With some notable exceptions, such as DNA, most filaments in the cell are linked together as part of a network, which may extend throughout the interior of the cell, or be associated with a membrane as an effectively two- dimensional structure such as shown inFig. 5.1. This chapter concentrates on the properties of planar networks, particularly the temperature- and stress- dependence of their geometry and elasticity. To allow sufficient time to develop the theoretical framework of elasticity, we focus in this chapter only on networks having uniform connectivity, namely those with the four-fold and six-fold connectivity found in a number of biologically important cells.

Soft networks in the cell

Two-dimensional networks arise in a variety of situations in the cell; they may be attached to its plasma or nuclear membrane, or be wrapped around a cell as its wall. Containing neither a nucleus nor other cytoskeletal components such as microtubules, for example, the human red blood cell possesses only a membrane-associated cytoskeleton.

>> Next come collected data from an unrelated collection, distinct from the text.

PR #720, opened 2023-02-28
Log startup script execution by default

### LINKED ISSUE #542: rsconnect profile options ignored
When using rsconnect version 0.8.24, the settings in these files aren't taking effect:

```
$R_HOME/etc/rsconnect.site
~/.rsconnect_profile
$PROJECT/.rsconnect_profile
```

The two settings used were:

```
options(rsconnect.check.certificate = FALSE)
options(rsconnect.max.bundle.size = 5000000000)
```

Downgrading to the previous version used, 0.8.16, resolved the issue.

hadley:
Fixes #542

### DIFF
--- a/R/deployApp.R
+++ b/R/deployApp.R
@@ -205,7 +205,7 @@ deployApp <- function(appDir = getwd(),
   displayStatus <- displayStatus(quiet)
 
   # run startup scripts to pick up any user options and establish pre/post deploy hooks
-  runStartupScripts(appDir, logLevel)
+  runStartupScripts(appDir, quiet = quiet, verbose = verbose)
 
   # at verbose log level, turn on all tracing options implicitly for the
   # duration of the call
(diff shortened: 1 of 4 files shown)


R/deployApp.R
```diff
@@ -611,22 +611,22 @@ openURL <- function(client, application, launch.browser, on.failure, deploymentS
...
-    if (file.exists(script)) {
-      if (logLevel == "verbose") {
-        cat("----- Sourcing startup script", script, "-----\n")
-      }
-      source(file = script, verbose = (logLevel == "verbose"))
-    }
+    taskStart(quiet, "Running {script}")
+
+    env <- new_environment(parent = globalenv())
+    source(script, verbose = verbose, local = env)
```
aronatkins, line 630: Idle musing: This isn't a current use case, but we could eventually have a stable environment across all of these user tasks, which might let folks (somehow) build state during the "pre" step that can then get consumed during the "post" step..

aronatkins (approved):

PR #722, opened 2023-03-01
Generate index earlier

### LINKED ISSUE #106: manifest.json is missing generated index.htm from files property
The `index.htm` file is created by writeRmdIndex:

Composed of tetramers of the protein spectrin, the erythrocyte cytoskeleton is highly convoluted in vivo (see Fig. 3.17(b)), but can be stretched by about a factor of seven in area to reveal its relatively uniform four- to six-fold connectivity, as shown in Fig. 5.1(a) (Byers and Branton, 1985; Liu et al., 1987; Takeuchi et al., 1998). Roughly midway along their 200 nm contour length, the spectrin tetramers are attached to the plasma membrane by the protein ankyrin (using another protein called band 3 as an intermediary). About 120 000 tetramers cover the 140 μm2 membrane area of a typical erythrocyte, corresponding to a tetramer density of about 800 μm−2. The tetramers are attached to one another at junction complexes containing actin segments 33–37 nm long; perhaps 35 000 junction complexes, with an average separation of about 75 nm, cover the erythrocyte.